Ngabuburit

25 26 5
                                    

Sampai di sana kami sudah disambut pelayan pribadi keluarga Susilo.

"Gila Pung, mereka punya pelayan pribadi Pung," decak Nada kagum.

"Iya Pung, lo beruntung banget dapet Fitri," timpal Lisa yang diacungi jempol Nada.

"Tapi repot gue ngatasi saudaranya."

"Kenapa Pung?" tanya Lisa mendekatkan wajahnya.

"Nih muka bisa mundur dulu, jump scare," ledek ku. Lisa mendengus kesal, dia kembali duduk di belakang dengan tangan dilipat di dada, dan membuang wajah.

"Idih, ngambekan cepet tua lo kalo sering ngambek," kata ku, terkekeh.

Kamin akhirnya sampai aku langsung turun dari mobil.

"Gila pung ini parkiran mobil atau showroom banyak bet mobilnya," Ujar Nada yang masih kagum.

"Pung, kalau lo nikah ama Fitri gue mau ngelamar jadi sopir pribadi lo aja deh Pung."

"Kak Ipung!" panggil seseorang. Pandangan ku mengedar berusaha mencari sumber suara. Tiba-tiba datang gadis kecil yang memeluk ku.

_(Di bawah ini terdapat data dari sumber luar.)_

PR #285, opened 2018-04-01
Improve `ReconfigureFlopflip`

tdeekens:
This applies some of feedback provided by @emmenko. Thanks!

https://github.com/tdeekens/flopflip/pull/280#discussion_r178456833

Maybe you can glimpse over to see if I got things right.


tdeekens:
As a note. I am thinking of renaming `adapterArgs` on `ConfigureFlopflip` to `defaultAdapterArgs` and only allow post-render mutation of them via `ReconfigureFlopflip`. It would obviously be a breaking change though and I've received feedback on issues indicating that users quite like the controlled nature and auto-reconfiguring through `ConfigureFlopflip`.

PR #311, opened 2018-04-08
Configure Fossa for license compliance checking

tdeekens:


tdeekens:
That service is promising but flaky. I can't locally install their CLI.

Issue #324, opened 2018-04-13
`shouldDeferAdapterConfiguration` not working as intended


Kerumen:
I have an issue with `shouldDeferAdapterConfiguration` in my app. I'll try to explain it: I have an XHR call which populate a user. So I set `shouldDeferAdapterConfiguration={!user.key}` and flopflip should not initialize until my user is ready. This is not the case. I investigated and maybe I found why.

First the component `ConfigureFlopFlip` mount and this condition match so the adapter is not configured. Good behaviour.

"Kamu siapa ya?" tanyaku ke gadis itu.

"Ih masa kakak lupa sih," kata gadis itu. Aku menyipitkan mataku berusaha keras untuk mengingatnya. Astaga sekarang aku ingat dia siapa.

"Kamu dek Citra kan?"

"Iya kak."

Aku langsung memeluknya balik dengan erat. "Ya ampun, udah gede kamu sekarang padahal dulu kamu suka kakak lempar-lempar," kataku gemas.

"Pung dia siapa?" tanya Lisa menunjuk Citra.

"Ini Citra, dia ini adek-adekan aku," jawabku, sambil menempel kan pipiku dengan pipinya.

"Ih Kakak!" protes Citra. Lisa dan Nada tertawa melihat tingkahku, nggak salah aku kan, aku udah lama nggak ketemu Citra.

"Dek Citra jangan kabur kamu." Tiba-tiba Ayla datang dengan baju basah kuyup.

"Kenapa lo Ayl?" tanya Nada sok perhatian.

"Habis berenang, ya habis keguyur lah pakai nanya lagi!" jawab Ayla ngegas.

"Citra sini kamu!" panggil Ayla yang masih ngegas.

"Pik sabar jangan emosi, ini bulan puasa," bujuk ku berusaha menenangkan Ayla.

"Habisnya dia ngeselin Pung, gue lagi enak-enakan tidur di Gazebo, malah diguyur jadi basah gue," jelas Ayla menceritakan kronologi.

"Habisnya Kakak ngigau nikah ama Kak Ipung, Citra kan jadi kesel apalagi  Kak Ayla nggak pernah cerita bahwa Kak Citra satu sekolah ama kak Ipung."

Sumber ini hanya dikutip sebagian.